*EXERCISE PROMPT:* Retrieve all lines below that have the string "utils".

○ ○ ○ ○

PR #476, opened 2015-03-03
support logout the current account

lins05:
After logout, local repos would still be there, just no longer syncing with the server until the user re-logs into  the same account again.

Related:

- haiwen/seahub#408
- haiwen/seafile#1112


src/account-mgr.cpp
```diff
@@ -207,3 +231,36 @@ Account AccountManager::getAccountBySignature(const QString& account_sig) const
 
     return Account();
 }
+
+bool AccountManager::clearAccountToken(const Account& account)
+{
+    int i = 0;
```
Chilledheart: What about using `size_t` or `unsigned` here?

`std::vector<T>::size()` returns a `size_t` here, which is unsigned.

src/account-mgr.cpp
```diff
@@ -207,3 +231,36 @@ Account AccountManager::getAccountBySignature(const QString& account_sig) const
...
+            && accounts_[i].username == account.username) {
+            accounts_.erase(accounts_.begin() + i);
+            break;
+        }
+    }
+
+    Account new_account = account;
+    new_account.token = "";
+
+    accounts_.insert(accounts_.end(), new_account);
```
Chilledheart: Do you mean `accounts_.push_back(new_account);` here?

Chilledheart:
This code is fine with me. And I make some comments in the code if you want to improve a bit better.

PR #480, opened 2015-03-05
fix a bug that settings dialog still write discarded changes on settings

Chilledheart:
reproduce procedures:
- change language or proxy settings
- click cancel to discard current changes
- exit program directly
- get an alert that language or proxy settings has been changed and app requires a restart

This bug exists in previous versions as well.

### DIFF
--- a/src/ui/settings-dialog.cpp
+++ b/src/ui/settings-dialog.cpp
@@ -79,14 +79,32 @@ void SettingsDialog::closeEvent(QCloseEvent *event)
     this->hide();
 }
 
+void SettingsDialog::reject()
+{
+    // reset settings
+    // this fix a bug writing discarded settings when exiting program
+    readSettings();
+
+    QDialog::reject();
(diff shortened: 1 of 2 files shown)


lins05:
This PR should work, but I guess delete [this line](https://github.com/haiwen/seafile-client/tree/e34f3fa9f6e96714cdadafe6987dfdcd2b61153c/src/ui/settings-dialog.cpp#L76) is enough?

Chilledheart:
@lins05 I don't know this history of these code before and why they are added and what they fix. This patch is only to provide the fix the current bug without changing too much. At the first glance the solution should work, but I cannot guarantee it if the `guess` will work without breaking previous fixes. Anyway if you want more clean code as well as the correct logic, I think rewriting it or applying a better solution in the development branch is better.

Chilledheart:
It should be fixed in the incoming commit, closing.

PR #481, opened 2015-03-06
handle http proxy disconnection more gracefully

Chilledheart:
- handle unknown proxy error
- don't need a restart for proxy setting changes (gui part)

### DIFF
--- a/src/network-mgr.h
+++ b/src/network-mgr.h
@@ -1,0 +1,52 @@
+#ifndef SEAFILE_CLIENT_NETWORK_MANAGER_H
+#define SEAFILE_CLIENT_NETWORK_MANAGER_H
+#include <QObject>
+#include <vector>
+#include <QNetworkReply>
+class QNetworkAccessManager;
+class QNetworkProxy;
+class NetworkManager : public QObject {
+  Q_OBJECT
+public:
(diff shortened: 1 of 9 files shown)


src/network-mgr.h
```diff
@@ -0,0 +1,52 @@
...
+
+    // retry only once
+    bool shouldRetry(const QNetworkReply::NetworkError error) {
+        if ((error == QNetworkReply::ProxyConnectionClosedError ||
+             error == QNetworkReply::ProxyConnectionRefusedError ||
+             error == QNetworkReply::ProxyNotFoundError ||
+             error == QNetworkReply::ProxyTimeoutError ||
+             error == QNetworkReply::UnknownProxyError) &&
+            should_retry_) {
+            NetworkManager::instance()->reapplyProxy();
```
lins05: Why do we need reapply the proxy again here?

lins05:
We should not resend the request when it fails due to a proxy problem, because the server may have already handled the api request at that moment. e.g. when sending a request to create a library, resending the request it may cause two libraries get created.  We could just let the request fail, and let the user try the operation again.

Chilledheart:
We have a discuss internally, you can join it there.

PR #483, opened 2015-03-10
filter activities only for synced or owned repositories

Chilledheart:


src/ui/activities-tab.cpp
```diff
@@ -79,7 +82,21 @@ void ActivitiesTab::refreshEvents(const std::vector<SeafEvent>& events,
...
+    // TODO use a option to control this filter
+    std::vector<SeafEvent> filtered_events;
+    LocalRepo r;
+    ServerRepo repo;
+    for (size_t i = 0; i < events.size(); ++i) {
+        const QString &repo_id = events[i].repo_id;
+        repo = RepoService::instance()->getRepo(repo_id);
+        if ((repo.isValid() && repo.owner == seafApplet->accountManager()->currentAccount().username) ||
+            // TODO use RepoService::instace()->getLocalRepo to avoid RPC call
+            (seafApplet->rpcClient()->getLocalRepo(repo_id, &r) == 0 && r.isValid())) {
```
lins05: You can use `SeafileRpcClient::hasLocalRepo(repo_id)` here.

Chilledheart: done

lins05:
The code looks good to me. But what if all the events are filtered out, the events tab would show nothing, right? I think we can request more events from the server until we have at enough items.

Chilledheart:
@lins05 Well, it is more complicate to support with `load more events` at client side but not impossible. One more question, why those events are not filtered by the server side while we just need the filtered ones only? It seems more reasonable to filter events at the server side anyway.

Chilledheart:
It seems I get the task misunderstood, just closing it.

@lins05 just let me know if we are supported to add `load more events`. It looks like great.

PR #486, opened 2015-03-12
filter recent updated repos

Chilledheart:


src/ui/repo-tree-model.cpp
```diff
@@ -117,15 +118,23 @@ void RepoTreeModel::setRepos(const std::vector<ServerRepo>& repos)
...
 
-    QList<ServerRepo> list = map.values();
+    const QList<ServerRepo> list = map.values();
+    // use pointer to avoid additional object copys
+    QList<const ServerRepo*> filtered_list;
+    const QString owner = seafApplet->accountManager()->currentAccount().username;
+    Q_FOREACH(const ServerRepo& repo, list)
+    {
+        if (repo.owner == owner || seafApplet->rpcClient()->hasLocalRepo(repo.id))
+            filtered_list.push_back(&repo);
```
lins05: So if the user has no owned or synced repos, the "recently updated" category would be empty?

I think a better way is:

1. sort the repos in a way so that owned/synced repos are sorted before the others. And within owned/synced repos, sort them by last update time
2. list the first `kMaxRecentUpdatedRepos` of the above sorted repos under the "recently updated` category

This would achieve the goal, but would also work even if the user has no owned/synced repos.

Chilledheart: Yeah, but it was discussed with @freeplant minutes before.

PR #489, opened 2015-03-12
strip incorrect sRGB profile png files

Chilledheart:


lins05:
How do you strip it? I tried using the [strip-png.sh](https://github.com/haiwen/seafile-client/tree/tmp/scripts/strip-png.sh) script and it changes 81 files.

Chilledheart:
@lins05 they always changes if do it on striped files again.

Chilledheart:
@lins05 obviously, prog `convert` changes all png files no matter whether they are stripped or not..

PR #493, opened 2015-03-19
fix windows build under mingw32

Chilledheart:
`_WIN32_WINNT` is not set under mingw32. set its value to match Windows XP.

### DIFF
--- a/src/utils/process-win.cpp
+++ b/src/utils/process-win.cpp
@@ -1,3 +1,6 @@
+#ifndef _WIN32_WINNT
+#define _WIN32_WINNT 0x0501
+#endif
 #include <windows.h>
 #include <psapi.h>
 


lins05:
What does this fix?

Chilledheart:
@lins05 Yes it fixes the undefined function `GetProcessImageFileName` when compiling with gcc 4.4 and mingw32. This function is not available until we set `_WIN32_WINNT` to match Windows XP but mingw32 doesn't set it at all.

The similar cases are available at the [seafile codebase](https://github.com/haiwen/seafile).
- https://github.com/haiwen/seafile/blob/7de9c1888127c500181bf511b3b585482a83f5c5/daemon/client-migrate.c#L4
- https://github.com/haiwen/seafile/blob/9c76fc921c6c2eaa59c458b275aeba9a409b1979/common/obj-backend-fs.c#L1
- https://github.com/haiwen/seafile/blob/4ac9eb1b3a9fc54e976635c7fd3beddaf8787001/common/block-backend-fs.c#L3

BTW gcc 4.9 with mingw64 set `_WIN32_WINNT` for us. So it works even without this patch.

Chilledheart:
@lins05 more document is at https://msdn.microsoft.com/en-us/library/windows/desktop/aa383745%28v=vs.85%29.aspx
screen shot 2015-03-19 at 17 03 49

○ ○ ○ ○

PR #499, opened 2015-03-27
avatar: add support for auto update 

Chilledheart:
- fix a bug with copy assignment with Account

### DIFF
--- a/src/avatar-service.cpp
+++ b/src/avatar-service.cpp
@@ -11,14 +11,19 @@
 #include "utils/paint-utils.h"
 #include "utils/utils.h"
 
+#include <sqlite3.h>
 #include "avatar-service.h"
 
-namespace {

○ ○ ○ ○

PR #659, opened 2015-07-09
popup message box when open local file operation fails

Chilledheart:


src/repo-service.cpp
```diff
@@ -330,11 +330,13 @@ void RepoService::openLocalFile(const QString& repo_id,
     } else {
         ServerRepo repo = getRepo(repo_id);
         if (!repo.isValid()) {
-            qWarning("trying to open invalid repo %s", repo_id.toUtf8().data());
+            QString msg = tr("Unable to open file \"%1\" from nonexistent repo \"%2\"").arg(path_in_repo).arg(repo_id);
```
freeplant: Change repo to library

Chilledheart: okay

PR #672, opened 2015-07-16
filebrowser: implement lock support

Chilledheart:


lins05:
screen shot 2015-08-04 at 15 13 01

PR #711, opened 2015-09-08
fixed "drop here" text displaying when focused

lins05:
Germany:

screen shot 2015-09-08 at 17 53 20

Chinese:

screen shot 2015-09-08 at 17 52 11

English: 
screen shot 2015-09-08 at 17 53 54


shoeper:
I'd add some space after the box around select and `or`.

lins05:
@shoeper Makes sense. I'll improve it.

○ ○ ○ ○

*ANSWER BOX:*
--- a/src/utils/process-win.cpp
+++ b/src/utils/process-win.cpp
 #include "utils/paint-utils.h"
 #include "utils/utils.h"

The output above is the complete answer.